I use the trail and when I am ready to dump the tanks I fill them to the top more or less for the drive home. I then go to a near by dump station and dump the tanks, refill and dump again. I then put about a gallon of water in and at one pouch of tank chemicals. It stays like that until I camp again and need to dump again.


----------



## California Jim (Dec 11, 2003)

You should thoroughly clean the black tank after every use with whatever method you prefer. However, I would advise against putting bleach down there as it might ruin the valve seal.

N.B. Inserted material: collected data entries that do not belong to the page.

PR #3928, opened 2026-06-06
Audit + fix @if-wrapped Angular Material projection regressions

larryliang-inetsoft:
## Summary

Systematic audit of the Angular 21 control-flow migration regression where named-slot Material projection targets (matSuffix, mat-label, mat-expansion-panel-header, etc.) were wrapped in `@if` blocks, breaking projection (the class of bug behind #75272, #75349, #75335). Adds a reusable detector, the audit findings, and fixes the one remaining unfixed instance.

## Root Cause

In Angular 21, when a control-flow block (`@if`/`@for`/`@switch`) sits **between** a Material projection target and its host component, the target is no longer projected into the host's named slot and renders as ordinary content. The #75272 sweep was incomplete.

## What this PR contains

- **`web/tools/if-projection-audit.py`** — prefilter (narrowed ~1000 templates → 78 candidates; portal/shared had none).
- **`web/tools/if-projection-classify.py`** — structural classifier applying the precise rule (a target is broken only if a control-flow block sits between it and an actual host above it). Handles `{{ }}` interpolations, `mat-card`'s single-slot semantics, stray targets, and method-call conditions. Validated against the three known cases.
- **`docs/superpowers/`** — design spec, plan, and findings record.
- **Fix:** `task-options-pane.component.html` — the `mat-spinner matSuffix` loading indicator on the "Owner" field was wrapped in `@if (isAdminNameLoading)`; converted to `*ngIf` on the element so it projects into the suffix slot.

## Findings (7 true positives total)

| File | Target | Status |
|---|---|---|
| `table-view.component.html:66` | `mat-expansion-panel-header` | already fixed — #75349 / PR #3912 |
| `dynamic-combo-box.component.html` (×5) | `matSuffix` | already fixed — #75335 / PR #3926 |
| `task-options-pane.component.html:100` | `matSuffix` (`mat-spinner`) | **fixed here** |

`portal` and `shared` are clean. All other prefilter candidates were confirmed harmless (mat-card single-slot children; stray labels/errors/hints outside a form-field; `@if` wrapping a whole form-field).

## Test Plan

- `python3 tools/if-projection-classify.py` reports `task-options-pane` clean after the fix; the only remaining flags are the two already covered by PRs #3912/#3926.
- `ng build em` succeeds; ESLint clean on the changed template.

Refs #75272, #75349 (#3912), #75335 (#3926).


larryliang-inetsoft:
All review feedback is now addressed — the two remaining cosmetic nits in `if-projection-classify.py` are done in 40e4d12:
- `CF_OPEN_RE`: documented the `[^\{<]*` false-negative trade-off (a bare `<` comparison in an `@if` condition won't match).
- `del stack[idx:]`: documented that it also discards unclosed `block` entries — defensive recovery for malformed input.

All checks are green and the build passes. @jshobe-inetsoft could you review when you have a chance?

jshobe-inetsoft (approved):

PR #3931, opened 2026-06-07
Bug #75337, hide LDAP under multi-tenancy and fix empty-host LDAP error

larryliang-inetsoft:
## Summary

Two related problems in the EM authentication-provider UI under Security + Multi-Tenancy:
1. The **LDAP** provider type still appeared in the "Add authentication provider" dropdown under multi-tenancy (it must be hidden).
2. Clicking get/edit roles for a new LDAP provider with an empty host threw `java.lang.IllegalArgumentException: Expected scheme name at index 0: ://:0`, surfacing as an "Unexpected error" 500.

## Root Cause

**Issue 1 (frontend):** `authentication-provider-detail-view.component.ts#initNewProvider()` bakes `model.ldapProviderEnabled = !this.isMultiTenant` for new providers, but the parent (`authentication-provider-detail-page`) resolves `isMultiTenant` asynchronously (`GET /api/em/navbar/isMultiTenant`) and renders the child unconditionally. At the child's `ngOnInit`, `isMultiTenant` is still the default `false`, so `ldapProviderEnabled` is baked `true` and never recomputed → the template's `@if (model?.ldapProviderEnabled)` keeps LDAP visible under MT. (Existing providers are fine — the backend sets the flag via `!enterprise || !SUtil.isMultiTenant()`.)

**Issue 2 (backend):** `getRolesForNewProvider → getRoles → getProviderFromModel → LdapAuthenticationProvider.checkParameters() → ADAuthenticationProvider.createContext()` builds `ldap://:0` from an empty host/port and throws an unhandled `IllegalArgumentException`. `checkParameters()` only catches `CommunicationException`/`AuthenticationException`/`NamingException`, and `SRSecurityException` (which `extends Exception`, not `MessageException`) hits `AdminExceptionHandler`'s generic path → logs "Unexpected error" + stack → 500.

## Fix

1. **`authentication-provider-detail-view.component.html`** — gate the LDAP option on the live input: `@if (model?.ldapProviderEnabled && !isMultiTenant)`. The `isMultiTenant` `@Input` updates via change detection once the parent's HTTP resolves, so LDAP correctly hides under MT for new providers. DB/Custom options and existing-provider behavior are unchanged.
2. **`LdapAuthenticationProvider.checkParameters()`** — fail fast with `SRSecurityException("LDAP host is required")` when the host is null/blank, before `createContext()`. Prevents the malformed URL for both AD and generic LDAP. (`testConnection` already catches `SRSecurityException`, so its behavior is unchanged/improved.)
3. **`AdminExceptionHandler`** — add `@ExceptionHandler(SRSecurityException.class)` that returns a clean `GenericError` (the message) and logs at DEBUG, so admin endpoints (get-roles/users/groups) render security-config errors cleanly instead of "Unexpected error" 500s.

## Test Plan

- New `GenericLdapAuthenticationProviderTest.testCheckParametersRequiresHost` asserts an empty host throws `SRSecurityException` mentioning "host" (runs in the slow LDAP suite in CI).
- `mvnw compile -pl core` and core test-compile pass; `ng build em` and ESLint pass; `authentication-provider-detail-view` spec passes.
- Manual: (1) Security + Multi-Tenancy → Add authentication provider → LDAP option absent. (2) Add LDAP provider, empty host, click get/edit roles → clean "LDAP host is required" message, no `://:0` error.

Fixes Redmine #75337.

### DIFF
--- a/core/src/main/java/inetsoft/sree/security/ldap/LdapAuthenticationProvider.java
+++ b/core/src/main/java/inetsoft/sree/security/ldap/LdapAuthenticationProvider.java
@@ -510,7 +510,9 @@ public abstract class LdapAuthenticationProvider
       // guard against an empty host so we fail with a clear message instead of
       // letting createContext() build a malformed URL (e.g. "://:0") that throws
       // an unhandled IllegalArgumentException (Bug #75337)
-      if(getHost() == null || getHost().trim().isEmpty()) {
+      String host = getHost();
+
+      if(host == null || host.trim().isEmpty()) {
          throw new SRSecurityException("LDAP host is required");
       }
 
--- a/core/src/main/java/inetsoft/sree/security/ldap/LdapAuthenticationProvider.java
+++ b/core/src/main/java/inetsoft/sree/security/ldap/LdapAuthenticationProvider.java
@@ -512,7 +512,7 @@ public abstract class LdapAuthenticationProvider
       // an unhandled IllegalArgumentException (Bug #75337)
       String host = getHost();
 
-      if(host == null || host.trim().isEmpty()) {
+      if(host == null || host.isBlank()) {
          throw new SRSecurityException("LDAP host is required");
       }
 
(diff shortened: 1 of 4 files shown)


jshobe-inetsoft (approved):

The wand works great but can be inconvenient, many have installed an internal tank flushing device like the Quickie or Tornado Flush, and some use a back-flush device like the Flush King. All will work. But do get the tank completely clean after each use.

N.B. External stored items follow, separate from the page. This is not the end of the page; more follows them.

PR #4045, opened 2026-06-18
Merge forward fix for Bug #75427, fix IndexOutOfBoundsException in schedule week distribution

jkidacki-inetsoft:
A monthly TimeCondition with dayOfWeek=0 (invalid/unset) caused getWeekDistribution to call data.get(-1) because the guard only skipped index < 0. Changed the guard to index <= 0 to also skip the zero case.


jshobe-inetsoft (approved):
Approving based on the completed Claude automated code review, which found no blocking issues. All checks pass and the branch has no merge conflicts.

PR #4047, opened 2026-06-18
Bug #75469 - Return branded 400 for unsupported viewsheet export output type

FigurePaper:
## Summary

Invalid `outtype` values on the viewsheet export endpoint
(`GET /export/viewsheet/**`) returned an HTTP 500 and logged a full stack
trace at ERROR. This change returns a branded HTTP 400 instead and logs a
single WARN that identifies the source of the bad request.

## Problem

`VSExportService.getFormatNumberFromExtension` threw a raw
`RuntimeException` for any unrecognized `outtype`. Because the export runs
through the controller with the request's referer header present (the
normal case when a user clicks an in-app hyperlink), the exception escaped
the handler and was logged at ERROR by the dispatcher servlet as an HTTP
500. The triggering requests come from viewsheet hyperlinks configured
with legacy report output types (`excel`, `data`, `xml`, `json`, `svg`,
`txt`, `powerpoint`), so real user actions were producing 500s and ERROR
log noise.

## Change

- `ExportController.exportViewsheet`: validate `outtype` before doing any
  work. If it is present but unsupported, log a WARN (requested path,
  user, referer), set a 400 status, and forward to the branded error
  page. The viewsheet is no longer opened for a doomed request.
- `VSExportService.isSupportedExportType`: new non-throwing check that
  delegates to the existing extension switch, keeping the supported-type
  list single-sourced. `getFormatNumberFromExtension` keeps its throwing
  contract as a backstop for the service path.
- `VSExportServiceTest`: unit coverage for supported extensions,
  case-insensitivity, the legacy invalid values, empty string, and null.

## Behavior

| | Before | After |
|---|---|---|
| Status | 500 (with referer) | 400 |
| Page | Dispatcher 500 / bare error | Branded error page |
| Log | ERROR + stack trace | Single WARN with path/user/referer |

Valid output types and the no-`outtype` path are unchanged.

### DIFF
--- a/core/src/main/java/inetsoft/web/composer/vs/controller/ExportController.java
+++ b/core/src/main/java/inetsoft/web/composer/vs/controller/ExportController.java
@@ -110,6 +110,17 @@ public class ExportController {
          path = Tool.byteDecode(path);
          int format = formatParam.orElse(FileFormatInfo.EXPORT_TYPE_PDF);
          String type = outtypeParam.orElse(null);
+
+         if(type != null && !VSExportService.isSupportedExportType(type)) {
+            LOG.warn("Rejected viewsheet export with unsupported output type \"{}\" for \"{}\" " +
+                        "(user={}, referer={})",
+                     type, path, principal == null ? null : principal.getName(),
+                     request.getHeader("referer"));
+            response.setStatus(HttpServletResponse.SC_BAD_REQUEST);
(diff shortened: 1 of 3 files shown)


jshobe-inetsoft (approved):
Approving based on the completed Claude automated code review, which found no blocking issues. All checks pass and the branch has no merge conflicts.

Once clean I add my chemical of choice (Odorloss granules packet) and about 3-4 gallons of water and leave it this way in storage until next time. Even if next time is 8 weeks away I never have a probelm with odor.


----------



## tdvffjohn (Mar 10, 2005)

So many ways to do the same thing and none of them wrong.

I dump after every use,usually, flush well using the Tornado in tank device. I do like to use the Calgon to supposidly keep the walls slippery because it does clean easier when I use it. I also add a few gallons of water as Jim does with a packet of chemicals. If I am camping for a extended period of time and I plan on dumping the black tank more than once, I rarely use chemicals until the last dumping. Now if the line is long leaving the campground and I do not want to wait, I have left without dumping if I am going out within a week or so again. Definitely use chemicals then.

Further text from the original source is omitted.